WHAT YOU SHOULD DO: Go through the data and tally the lines that include "Step". The reply is that number alone.

INPUT:
PR #162, opened 2022-02-23
Add stoppable folds

Janiczek:
Sometimes these functions come in handy (and would allow beginners to stay in the fold world instead of being forced to write their own general recursion functions).

Prior art: 
* [Clojure](https://clojuredocs.org/clojure.core/reduced)
* [Gleam](https://hexdocs.pm/gleam_stdlib/gleam/list.html#fold_until)

> Slightly off-topic: I've had bad experience making the code doc examples run with `elm-verify-examples` manually. (And I found out `elm-verify-examples`-generated tests don't even run in Travis here 🙈 )

Screenshot 2022-02-23 at 21 32 19

### DIFF
--- a/src/List/Extra.elm
+++ b/src/List/Extra.elm
@@ -1,7 +1,7 @@
 module List.Extra exposing
     ( last, init, getAt, uncons, unconsLast, maximumBy, maximumWith, minimumBy, minimumWith, andMap, andThen, reverseMap, takeWhile, dropWhile, unique, uniqueBy, allDifferent, allDifferentBy, setIf, setAt, remove, updateIf, updateAt, updateIfIndex, removeAt, removeIfIndex, filterNot, swapAt, stableSortWith
     , intercalate, transpose, subsequences, permutations, interweave, cartesianProduct, uniquePairs
-    , Step(..), foldl1, foldr1, indexedFoldl, indexedFoldr, stoppableFoldl, stoppableFoldr
+    , Step(..), foldl1, foldr1, indexedFoldl, indexedFoldr, stoppableFoldl
     , scanl, scanl1, scanr, scanr1, mapAccuml, mapAccumr, unfoldr, iterate, initialize, cycle, reverseRange
     , splitAt, splitWhen, takeWhileRight, dropWhileRight, span, break, stripPrefix, group, groupWhile, inits, tails, select, selectSplit, gatherEquals, gatherEqualsBy, gatherWith
     , isPrefixOf, isSuffixOf, isInfixOf, isSubsequenceOf, isPermutationOf
@@ -27,7 +27,7 @@ module List.Extra exposing
 
 # Folds
 
-@docs Step, foldl1, foldr1, indexedFoldl, indexedFoldr, stoppableFoldl, stoppableFoldr
+@docs Step, foldl1, foldr1, indexedFoldl, indexedFoldr, stoppableFoldl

ANSWER TO THE EXERCISE: 4